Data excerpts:
-- Opening Marker --

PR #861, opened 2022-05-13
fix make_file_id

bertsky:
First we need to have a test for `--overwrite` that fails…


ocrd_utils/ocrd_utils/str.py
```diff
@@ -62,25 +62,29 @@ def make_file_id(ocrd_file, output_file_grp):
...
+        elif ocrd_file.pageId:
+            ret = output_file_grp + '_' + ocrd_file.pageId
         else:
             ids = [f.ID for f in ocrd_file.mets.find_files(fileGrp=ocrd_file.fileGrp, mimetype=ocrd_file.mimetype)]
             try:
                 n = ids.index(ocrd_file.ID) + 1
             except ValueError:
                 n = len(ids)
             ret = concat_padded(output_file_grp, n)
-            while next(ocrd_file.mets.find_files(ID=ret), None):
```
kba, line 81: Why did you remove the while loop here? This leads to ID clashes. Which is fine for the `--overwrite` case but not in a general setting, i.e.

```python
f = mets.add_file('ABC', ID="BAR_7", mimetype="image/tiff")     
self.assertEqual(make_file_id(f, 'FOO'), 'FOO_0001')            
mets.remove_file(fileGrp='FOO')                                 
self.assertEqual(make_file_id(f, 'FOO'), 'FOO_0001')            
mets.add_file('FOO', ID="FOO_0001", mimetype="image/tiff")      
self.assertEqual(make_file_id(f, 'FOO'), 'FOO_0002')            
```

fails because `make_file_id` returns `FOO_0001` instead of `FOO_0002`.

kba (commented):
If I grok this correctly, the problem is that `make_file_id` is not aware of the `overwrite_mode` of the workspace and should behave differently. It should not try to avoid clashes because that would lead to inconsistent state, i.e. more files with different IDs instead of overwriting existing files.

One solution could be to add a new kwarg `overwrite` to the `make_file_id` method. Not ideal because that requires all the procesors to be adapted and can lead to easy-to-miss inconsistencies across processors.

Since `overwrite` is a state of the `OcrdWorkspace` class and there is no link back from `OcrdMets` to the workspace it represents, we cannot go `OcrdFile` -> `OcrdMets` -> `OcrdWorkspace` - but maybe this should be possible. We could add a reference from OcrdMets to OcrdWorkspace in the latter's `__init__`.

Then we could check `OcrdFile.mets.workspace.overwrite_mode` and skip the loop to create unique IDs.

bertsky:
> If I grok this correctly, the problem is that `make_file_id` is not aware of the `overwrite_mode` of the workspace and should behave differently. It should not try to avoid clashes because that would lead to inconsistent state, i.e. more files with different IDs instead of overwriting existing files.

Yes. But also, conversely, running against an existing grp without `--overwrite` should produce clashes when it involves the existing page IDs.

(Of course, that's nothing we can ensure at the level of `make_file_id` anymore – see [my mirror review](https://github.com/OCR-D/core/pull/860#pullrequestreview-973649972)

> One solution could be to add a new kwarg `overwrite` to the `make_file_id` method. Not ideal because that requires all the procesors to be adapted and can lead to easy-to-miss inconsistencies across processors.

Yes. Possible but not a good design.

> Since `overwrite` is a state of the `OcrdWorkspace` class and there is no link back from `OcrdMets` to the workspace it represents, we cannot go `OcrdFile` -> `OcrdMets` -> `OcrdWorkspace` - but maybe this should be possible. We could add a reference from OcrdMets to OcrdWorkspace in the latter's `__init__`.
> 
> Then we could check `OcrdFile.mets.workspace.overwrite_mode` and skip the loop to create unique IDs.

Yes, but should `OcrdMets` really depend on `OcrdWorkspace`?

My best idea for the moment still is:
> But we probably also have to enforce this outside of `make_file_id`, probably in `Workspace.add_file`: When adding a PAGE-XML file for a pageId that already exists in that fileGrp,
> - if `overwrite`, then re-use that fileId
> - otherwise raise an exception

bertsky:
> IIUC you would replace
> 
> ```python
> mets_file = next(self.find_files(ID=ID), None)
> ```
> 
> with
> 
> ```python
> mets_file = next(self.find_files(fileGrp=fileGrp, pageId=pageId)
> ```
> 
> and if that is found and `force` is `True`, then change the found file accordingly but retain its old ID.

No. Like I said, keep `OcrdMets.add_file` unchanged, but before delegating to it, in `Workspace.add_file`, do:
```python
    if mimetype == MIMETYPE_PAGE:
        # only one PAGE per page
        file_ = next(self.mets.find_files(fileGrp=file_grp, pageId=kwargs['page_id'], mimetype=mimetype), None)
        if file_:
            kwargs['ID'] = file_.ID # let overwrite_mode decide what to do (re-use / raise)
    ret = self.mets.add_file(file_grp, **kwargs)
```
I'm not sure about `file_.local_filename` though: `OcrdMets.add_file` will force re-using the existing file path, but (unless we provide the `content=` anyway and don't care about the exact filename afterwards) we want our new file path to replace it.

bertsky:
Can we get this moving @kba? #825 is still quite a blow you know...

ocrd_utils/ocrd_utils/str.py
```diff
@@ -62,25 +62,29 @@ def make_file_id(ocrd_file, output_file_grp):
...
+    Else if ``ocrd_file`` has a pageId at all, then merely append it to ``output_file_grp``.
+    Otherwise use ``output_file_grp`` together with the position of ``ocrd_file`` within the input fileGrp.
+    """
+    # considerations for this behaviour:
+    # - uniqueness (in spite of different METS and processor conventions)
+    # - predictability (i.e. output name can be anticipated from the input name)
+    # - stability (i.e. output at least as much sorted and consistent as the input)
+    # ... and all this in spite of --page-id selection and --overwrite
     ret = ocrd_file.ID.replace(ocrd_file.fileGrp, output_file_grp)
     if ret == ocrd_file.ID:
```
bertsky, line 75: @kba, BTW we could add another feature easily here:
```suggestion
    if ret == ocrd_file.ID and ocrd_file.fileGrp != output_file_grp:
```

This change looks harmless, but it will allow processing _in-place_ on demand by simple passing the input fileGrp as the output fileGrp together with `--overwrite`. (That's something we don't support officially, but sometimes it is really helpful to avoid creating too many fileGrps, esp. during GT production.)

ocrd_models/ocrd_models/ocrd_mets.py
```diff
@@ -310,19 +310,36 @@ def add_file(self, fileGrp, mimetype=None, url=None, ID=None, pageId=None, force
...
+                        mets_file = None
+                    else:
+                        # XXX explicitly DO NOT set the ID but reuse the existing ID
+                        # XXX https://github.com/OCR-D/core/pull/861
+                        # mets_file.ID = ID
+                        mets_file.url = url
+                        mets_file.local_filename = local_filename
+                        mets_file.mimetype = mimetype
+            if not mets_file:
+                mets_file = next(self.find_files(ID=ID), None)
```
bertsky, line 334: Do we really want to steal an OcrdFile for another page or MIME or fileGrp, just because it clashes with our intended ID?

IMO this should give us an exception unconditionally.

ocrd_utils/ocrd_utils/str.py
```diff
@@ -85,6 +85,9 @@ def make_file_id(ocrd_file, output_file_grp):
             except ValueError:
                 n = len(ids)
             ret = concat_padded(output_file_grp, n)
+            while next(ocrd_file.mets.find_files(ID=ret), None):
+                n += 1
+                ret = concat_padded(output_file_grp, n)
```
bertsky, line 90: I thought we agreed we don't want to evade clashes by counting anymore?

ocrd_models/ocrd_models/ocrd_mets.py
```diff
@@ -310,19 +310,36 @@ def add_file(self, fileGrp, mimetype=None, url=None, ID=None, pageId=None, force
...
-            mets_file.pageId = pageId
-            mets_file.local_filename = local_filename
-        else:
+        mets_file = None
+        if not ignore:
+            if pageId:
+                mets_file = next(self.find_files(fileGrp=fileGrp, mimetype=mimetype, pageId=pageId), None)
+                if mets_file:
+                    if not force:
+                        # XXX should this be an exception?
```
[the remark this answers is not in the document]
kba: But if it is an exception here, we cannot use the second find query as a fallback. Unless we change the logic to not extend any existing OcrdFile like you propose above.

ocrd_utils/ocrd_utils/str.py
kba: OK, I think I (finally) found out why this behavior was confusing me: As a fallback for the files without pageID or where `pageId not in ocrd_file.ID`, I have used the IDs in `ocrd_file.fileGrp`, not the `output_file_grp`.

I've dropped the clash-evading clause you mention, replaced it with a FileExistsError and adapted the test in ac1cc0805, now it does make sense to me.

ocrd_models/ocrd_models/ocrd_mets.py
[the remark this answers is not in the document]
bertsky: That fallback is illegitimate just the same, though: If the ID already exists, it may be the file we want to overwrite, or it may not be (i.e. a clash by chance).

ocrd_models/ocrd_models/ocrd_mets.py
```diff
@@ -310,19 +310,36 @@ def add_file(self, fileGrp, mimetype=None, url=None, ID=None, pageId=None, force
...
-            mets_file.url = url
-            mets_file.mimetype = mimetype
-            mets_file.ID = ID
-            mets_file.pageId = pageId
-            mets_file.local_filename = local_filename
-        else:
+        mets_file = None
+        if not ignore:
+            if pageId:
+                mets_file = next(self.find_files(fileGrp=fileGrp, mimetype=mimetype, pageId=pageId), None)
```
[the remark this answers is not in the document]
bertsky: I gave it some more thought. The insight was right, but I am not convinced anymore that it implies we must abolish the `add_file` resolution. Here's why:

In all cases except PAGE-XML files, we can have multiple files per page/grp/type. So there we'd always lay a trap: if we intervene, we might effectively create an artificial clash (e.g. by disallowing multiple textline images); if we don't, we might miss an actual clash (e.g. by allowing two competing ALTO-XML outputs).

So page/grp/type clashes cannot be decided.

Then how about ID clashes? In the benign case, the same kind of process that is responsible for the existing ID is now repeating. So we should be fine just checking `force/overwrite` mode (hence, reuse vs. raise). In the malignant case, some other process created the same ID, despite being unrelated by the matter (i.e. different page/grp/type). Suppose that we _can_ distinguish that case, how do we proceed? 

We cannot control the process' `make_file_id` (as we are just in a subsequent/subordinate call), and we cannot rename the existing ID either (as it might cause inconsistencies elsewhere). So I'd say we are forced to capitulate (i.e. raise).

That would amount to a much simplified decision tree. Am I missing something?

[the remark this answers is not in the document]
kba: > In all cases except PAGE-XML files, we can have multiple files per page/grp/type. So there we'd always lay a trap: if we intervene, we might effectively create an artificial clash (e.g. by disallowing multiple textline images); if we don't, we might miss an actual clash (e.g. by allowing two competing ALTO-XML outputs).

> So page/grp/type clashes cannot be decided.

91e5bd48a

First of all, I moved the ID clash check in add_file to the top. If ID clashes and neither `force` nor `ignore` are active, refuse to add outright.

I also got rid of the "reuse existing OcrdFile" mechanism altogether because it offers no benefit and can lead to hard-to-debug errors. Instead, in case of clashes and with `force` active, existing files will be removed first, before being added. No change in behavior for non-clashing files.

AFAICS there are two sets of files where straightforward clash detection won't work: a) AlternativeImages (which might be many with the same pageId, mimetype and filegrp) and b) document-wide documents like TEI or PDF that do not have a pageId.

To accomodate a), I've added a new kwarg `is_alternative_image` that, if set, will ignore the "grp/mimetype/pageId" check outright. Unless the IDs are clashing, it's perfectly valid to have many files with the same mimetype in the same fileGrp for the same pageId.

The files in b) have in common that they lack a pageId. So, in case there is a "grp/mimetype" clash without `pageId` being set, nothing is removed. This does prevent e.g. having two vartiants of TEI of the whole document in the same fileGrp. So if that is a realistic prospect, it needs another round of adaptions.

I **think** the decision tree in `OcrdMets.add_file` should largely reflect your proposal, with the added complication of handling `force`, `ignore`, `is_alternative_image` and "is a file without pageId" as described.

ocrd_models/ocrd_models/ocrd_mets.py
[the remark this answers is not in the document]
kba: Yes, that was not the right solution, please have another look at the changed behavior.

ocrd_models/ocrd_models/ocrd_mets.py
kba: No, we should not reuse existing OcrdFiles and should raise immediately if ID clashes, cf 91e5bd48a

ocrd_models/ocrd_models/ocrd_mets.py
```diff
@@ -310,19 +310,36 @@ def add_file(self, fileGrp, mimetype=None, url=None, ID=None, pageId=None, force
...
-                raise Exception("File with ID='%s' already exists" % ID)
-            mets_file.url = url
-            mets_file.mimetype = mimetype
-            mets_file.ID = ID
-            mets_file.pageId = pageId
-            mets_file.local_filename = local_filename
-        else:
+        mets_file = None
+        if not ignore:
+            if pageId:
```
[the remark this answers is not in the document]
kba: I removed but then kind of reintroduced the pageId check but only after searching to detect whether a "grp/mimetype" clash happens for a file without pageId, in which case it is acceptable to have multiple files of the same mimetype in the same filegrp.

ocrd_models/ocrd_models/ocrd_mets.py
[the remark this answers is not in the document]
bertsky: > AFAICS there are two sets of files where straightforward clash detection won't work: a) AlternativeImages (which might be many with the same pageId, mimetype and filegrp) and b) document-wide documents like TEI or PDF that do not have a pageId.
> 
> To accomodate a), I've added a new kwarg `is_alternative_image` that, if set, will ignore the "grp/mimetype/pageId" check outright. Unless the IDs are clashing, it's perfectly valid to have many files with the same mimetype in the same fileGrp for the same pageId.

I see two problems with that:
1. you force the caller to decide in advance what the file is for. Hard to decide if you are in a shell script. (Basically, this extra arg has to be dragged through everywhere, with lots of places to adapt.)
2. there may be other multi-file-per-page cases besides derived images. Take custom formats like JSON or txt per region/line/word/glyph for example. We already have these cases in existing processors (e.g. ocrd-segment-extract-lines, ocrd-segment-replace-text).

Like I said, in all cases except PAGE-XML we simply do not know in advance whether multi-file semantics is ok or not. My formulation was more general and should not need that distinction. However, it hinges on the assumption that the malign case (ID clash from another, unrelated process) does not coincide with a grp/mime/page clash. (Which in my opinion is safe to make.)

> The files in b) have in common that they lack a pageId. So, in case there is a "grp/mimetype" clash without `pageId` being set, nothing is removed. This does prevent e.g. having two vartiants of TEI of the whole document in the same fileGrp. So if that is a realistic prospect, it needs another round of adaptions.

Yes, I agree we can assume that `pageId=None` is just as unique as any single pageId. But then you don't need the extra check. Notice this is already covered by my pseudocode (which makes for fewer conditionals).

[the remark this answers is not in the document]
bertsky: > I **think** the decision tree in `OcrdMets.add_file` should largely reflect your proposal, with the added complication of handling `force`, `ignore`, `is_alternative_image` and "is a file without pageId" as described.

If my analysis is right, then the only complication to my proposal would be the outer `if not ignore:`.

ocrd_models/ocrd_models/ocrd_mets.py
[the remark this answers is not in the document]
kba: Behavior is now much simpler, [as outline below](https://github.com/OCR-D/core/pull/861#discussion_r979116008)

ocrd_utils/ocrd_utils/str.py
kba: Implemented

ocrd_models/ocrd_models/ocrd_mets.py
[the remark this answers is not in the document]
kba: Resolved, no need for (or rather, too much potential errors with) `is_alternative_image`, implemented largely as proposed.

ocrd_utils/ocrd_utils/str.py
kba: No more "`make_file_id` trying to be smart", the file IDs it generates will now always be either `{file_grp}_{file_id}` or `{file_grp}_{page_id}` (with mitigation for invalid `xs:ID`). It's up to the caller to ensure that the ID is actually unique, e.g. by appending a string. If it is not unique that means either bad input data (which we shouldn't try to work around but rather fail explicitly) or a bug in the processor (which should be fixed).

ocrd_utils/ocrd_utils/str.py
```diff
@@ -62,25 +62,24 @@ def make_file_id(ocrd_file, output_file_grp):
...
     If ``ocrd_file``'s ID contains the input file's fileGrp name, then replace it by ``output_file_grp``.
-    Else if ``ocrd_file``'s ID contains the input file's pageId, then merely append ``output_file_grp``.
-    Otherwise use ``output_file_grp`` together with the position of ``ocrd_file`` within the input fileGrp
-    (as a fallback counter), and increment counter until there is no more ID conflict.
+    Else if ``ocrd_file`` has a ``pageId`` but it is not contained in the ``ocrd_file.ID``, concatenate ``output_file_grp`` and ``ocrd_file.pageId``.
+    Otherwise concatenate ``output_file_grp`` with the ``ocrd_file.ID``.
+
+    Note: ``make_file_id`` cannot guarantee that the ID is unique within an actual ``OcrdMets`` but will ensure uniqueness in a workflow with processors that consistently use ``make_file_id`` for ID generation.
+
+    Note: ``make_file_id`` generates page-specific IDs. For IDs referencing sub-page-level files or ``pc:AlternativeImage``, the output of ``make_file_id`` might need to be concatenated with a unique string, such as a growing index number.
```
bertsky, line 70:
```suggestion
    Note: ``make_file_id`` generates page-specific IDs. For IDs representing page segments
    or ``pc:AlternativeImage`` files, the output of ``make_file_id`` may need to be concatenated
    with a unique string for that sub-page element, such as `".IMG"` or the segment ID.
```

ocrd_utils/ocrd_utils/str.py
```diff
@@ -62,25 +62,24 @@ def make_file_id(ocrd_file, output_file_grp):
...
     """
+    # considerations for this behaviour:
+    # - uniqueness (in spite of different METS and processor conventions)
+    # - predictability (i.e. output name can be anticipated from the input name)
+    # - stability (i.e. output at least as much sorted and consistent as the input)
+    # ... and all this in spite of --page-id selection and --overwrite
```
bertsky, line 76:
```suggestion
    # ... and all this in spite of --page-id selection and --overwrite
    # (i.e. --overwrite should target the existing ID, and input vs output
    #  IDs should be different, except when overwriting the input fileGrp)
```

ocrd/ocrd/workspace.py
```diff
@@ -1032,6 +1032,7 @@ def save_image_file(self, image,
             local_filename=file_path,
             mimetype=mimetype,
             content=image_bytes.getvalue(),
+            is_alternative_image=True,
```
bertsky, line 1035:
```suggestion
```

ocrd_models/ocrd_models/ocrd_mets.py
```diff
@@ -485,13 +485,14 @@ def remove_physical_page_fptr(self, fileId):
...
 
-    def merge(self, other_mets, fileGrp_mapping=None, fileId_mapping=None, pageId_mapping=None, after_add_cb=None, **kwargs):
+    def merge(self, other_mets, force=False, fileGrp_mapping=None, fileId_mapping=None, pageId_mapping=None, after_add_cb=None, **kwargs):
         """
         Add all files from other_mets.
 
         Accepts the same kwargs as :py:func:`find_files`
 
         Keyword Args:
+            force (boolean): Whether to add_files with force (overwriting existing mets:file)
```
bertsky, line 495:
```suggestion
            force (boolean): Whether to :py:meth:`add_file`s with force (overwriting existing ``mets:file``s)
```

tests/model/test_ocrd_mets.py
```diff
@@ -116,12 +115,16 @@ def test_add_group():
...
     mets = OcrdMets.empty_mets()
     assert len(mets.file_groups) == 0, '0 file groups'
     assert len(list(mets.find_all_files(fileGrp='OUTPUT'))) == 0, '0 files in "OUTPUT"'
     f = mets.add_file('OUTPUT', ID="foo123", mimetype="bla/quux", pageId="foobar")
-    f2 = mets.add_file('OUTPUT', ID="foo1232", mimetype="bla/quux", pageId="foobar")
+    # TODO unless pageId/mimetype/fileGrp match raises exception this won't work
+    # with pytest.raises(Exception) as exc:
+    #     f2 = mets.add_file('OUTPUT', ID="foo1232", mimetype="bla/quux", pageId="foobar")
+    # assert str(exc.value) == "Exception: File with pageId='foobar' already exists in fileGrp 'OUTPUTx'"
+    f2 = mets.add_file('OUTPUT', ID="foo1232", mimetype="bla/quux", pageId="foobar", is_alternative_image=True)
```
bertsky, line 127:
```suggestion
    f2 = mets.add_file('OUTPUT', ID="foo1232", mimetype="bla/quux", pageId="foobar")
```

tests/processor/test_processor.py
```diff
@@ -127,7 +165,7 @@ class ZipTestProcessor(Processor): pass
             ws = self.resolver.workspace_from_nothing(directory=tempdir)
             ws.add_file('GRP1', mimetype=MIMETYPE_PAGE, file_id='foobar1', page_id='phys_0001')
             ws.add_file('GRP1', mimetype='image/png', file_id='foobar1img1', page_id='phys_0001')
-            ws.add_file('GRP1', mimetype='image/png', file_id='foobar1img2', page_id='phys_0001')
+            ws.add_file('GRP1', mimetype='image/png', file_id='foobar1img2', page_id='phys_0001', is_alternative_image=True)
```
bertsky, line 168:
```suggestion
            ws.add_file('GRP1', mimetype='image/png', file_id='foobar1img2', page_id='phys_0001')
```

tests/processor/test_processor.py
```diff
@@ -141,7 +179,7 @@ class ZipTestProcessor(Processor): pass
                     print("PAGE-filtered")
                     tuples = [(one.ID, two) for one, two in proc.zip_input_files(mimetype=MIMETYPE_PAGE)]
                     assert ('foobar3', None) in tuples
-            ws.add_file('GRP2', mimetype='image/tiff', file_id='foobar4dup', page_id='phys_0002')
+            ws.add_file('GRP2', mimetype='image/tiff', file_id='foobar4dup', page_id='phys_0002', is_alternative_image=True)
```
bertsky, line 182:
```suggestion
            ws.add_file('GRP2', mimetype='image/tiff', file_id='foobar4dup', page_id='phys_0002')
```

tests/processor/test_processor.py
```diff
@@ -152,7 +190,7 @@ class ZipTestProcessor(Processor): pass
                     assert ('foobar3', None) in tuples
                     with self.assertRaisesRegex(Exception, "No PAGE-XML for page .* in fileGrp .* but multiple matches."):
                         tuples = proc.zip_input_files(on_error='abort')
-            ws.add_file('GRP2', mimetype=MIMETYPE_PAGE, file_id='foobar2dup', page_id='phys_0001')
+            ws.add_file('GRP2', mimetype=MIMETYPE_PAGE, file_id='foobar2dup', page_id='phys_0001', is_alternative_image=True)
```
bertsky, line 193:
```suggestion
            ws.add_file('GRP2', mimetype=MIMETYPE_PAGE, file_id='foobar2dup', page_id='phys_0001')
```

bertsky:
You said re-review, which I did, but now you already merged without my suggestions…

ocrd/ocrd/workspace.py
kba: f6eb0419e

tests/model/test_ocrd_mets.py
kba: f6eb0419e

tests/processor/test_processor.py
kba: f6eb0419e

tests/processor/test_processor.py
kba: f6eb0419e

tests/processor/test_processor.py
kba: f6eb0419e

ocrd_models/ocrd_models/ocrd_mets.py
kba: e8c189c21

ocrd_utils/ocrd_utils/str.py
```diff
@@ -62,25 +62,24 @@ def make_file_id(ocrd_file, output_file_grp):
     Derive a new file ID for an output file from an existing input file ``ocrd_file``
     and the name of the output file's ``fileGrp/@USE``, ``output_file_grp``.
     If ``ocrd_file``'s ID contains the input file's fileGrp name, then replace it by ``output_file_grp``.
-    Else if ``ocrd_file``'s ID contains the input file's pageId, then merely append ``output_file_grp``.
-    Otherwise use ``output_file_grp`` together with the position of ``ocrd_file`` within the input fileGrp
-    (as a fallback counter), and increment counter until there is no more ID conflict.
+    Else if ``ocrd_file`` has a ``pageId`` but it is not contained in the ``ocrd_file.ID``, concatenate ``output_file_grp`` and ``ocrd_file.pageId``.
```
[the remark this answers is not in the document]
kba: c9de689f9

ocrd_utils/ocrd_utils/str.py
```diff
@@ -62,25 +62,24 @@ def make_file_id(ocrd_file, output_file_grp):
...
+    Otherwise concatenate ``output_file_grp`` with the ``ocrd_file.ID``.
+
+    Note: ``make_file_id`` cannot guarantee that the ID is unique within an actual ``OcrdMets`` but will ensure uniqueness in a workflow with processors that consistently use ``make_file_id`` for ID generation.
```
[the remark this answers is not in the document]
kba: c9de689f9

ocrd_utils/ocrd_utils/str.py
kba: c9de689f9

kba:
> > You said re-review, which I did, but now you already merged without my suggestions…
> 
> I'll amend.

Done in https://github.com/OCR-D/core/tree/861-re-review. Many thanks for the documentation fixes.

-- Closing Marker --

=== Aim of the task ===
Each line of the data in which the string "github" appears needs to be copied.

=== Solution ===
(Of course, that's nothing we can ensure at the level of `make_file_id` anymore – see [my mirror review](https://github.com/OCR-D/core/pull/860#pullrequestreview-973649972)
+                        # XXX https://github.com/OCR-D/core/pull/861
kba: Behavior is now much simpler, [as outline below](https://github.com/OCR-D/core/pull/861#discussion_r979116008)
Done in https://github.com/OCR-D/core/tree/861-re-review. Many thanks for the documentation fixes.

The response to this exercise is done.